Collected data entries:
··········
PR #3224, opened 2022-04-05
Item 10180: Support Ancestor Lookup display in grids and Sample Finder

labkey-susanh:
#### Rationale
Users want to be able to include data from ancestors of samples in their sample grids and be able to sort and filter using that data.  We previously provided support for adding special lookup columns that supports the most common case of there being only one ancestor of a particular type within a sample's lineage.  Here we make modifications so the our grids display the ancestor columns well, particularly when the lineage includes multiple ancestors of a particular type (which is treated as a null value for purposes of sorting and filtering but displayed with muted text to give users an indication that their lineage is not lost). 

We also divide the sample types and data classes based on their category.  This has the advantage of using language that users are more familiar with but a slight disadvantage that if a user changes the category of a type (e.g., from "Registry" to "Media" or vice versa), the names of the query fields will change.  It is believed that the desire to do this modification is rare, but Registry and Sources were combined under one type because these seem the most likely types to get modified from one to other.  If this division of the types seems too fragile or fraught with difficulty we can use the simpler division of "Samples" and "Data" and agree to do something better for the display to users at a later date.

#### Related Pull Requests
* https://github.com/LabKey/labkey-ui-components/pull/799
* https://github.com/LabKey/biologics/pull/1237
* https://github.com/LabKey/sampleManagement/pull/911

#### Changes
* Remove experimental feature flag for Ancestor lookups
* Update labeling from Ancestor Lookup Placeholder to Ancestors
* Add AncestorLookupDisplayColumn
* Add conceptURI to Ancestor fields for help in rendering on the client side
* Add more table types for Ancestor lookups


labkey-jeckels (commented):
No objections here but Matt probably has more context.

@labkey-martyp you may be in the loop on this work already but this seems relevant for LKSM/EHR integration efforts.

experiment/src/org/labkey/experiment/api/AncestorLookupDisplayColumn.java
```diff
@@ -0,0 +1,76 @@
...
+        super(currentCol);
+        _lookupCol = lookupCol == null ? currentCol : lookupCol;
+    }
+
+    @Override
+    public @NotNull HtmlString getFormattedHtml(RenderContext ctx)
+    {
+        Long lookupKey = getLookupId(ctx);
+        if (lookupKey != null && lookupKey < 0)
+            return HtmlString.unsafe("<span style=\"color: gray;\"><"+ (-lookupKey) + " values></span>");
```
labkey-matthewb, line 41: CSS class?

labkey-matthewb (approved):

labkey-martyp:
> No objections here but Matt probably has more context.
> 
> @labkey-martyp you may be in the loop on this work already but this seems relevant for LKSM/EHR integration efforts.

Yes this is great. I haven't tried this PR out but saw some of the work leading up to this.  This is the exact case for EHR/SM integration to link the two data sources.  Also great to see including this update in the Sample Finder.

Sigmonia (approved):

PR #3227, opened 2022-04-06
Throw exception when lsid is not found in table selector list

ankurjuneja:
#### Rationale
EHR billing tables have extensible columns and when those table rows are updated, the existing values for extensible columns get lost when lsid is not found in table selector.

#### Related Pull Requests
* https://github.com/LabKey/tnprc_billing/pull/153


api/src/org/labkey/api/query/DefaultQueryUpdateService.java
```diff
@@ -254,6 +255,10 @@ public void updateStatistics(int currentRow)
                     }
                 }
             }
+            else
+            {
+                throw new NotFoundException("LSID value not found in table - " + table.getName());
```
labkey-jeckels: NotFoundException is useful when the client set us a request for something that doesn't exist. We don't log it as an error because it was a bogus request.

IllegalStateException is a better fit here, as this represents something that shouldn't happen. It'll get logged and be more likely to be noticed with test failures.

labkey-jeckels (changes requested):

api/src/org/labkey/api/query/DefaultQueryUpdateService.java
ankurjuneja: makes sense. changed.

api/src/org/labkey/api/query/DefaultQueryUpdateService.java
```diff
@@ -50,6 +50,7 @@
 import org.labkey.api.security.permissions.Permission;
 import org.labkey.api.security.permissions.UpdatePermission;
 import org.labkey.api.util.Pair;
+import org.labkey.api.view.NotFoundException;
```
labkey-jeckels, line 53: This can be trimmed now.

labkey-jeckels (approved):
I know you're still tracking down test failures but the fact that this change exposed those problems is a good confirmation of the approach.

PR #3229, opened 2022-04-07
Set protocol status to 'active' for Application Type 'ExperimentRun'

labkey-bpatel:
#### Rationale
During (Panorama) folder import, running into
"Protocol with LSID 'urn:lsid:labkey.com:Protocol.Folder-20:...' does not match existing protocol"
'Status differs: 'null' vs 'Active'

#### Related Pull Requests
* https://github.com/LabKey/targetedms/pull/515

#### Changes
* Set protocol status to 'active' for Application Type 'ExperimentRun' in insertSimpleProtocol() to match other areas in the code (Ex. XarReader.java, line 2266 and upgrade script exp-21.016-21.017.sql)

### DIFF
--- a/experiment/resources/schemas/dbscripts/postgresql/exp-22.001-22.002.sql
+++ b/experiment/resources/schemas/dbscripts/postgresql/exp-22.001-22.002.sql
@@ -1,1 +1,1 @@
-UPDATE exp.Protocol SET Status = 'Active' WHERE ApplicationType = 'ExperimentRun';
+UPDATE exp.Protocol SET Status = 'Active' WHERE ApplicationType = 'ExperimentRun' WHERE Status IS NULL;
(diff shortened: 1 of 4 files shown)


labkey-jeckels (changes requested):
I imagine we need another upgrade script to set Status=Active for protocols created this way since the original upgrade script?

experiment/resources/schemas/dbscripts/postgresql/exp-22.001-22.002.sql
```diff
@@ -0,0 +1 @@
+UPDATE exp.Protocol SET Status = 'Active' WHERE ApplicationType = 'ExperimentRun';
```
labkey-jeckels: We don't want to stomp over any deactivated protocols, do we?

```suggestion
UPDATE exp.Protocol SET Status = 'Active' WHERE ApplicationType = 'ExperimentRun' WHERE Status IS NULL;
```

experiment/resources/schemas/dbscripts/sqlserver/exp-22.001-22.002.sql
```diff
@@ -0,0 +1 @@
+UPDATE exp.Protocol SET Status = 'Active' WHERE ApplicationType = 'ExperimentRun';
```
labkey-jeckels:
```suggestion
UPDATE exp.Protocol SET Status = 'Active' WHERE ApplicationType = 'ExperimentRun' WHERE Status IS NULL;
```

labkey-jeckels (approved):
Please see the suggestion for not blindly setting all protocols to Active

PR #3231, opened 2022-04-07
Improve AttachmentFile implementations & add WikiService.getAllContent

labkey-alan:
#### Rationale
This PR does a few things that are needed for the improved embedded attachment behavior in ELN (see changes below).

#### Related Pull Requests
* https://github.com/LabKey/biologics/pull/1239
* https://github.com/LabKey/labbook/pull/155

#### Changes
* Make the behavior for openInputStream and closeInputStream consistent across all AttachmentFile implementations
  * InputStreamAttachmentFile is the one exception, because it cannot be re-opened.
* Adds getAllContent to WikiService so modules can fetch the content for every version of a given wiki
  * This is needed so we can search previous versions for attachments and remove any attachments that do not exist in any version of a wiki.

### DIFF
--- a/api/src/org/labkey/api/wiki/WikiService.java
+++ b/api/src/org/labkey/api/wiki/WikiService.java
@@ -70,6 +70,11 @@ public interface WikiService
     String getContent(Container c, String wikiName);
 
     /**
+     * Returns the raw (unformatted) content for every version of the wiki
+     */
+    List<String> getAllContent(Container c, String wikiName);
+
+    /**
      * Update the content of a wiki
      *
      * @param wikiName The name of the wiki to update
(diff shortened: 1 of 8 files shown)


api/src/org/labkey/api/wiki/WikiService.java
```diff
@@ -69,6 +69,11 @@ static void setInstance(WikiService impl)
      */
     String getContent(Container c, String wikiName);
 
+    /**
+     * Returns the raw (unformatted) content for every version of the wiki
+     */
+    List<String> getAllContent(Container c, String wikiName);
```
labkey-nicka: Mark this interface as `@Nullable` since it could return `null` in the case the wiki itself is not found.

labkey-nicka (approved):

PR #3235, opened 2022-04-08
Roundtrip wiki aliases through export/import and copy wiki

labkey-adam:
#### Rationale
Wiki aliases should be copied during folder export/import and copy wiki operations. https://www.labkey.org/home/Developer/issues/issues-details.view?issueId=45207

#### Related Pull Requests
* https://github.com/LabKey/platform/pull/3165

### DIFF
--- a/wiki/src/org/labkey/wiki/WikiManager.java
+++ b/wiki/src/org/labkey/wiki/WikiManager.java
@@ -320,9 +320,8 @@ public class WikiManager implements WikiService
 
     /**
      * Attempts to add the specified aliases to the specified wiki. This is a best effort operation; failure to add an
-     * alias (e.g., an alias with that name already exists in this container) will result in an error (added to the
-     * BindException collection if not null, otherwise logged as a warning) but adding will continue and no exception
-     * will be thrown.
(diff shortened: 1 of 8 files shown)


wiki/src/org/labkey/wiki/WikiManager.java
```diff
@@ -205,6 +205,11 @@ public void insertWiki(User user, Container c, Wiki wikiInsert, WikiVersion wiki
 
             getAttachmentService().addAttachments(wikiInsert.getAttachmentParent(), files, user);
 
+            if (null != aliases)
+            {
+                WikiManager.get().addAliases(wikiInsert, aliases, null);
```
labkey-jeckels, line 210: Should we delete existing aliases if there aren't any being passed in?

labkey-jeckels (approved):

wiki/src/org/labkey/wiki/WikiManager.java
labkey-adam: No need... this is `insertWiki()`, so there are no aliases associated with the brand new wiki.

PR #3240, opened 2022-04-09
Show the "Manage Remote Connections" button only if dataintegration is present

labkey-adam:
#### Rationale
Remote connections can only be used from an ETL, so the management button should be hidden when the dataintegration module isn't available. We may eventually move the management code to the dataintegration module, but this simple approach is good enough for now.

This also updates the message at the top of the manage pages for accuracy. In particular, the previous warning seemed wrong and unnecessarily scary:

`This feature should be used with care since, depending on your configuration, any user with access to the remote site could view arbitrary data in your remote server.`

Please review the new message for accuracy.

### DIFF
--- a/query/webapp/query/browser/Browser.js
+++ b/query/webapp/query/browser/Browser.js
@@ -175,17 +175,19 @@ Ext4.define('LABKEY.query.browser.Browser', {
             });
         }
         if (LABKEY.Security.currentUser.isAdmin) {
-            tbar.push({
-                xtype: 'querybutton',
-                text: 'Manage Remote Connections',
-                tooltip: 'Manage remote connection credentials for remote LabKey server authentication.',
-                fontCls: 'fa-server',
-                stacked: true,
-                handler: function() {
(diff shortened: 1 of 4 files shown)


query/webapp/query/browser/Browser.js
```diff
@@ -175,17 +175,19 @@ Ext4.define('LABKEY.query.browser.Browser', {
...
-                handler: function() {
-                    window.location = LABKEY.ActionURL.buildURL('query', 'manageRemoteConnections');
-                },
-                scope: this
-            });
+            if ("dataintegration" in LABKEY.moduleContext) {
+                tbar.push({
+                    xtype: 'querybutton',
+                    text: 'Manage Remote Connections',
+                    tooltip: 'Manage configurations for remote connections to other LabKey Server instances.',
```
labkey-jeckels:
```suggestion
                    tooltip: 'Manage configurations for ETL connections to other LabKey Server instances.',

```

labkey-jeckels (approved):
··········
Going through the entries above, show each line that contains "public".

+    public @NotNull HtmlString getFormattedHtml(RenderContext ctx)
@@ -254,6 +255,10 @@ public void updateStatistics(int currentRow)
@@ -70,6 +70,11 @@ public interface WikiService
@@ -320,9 +320,8 @@ public class WikiManager implements WikiService
@@ -205,6 +205,11 @@ public void insertWiki(User user, Container c, Wiki wikiInsert, WikiVersion wiki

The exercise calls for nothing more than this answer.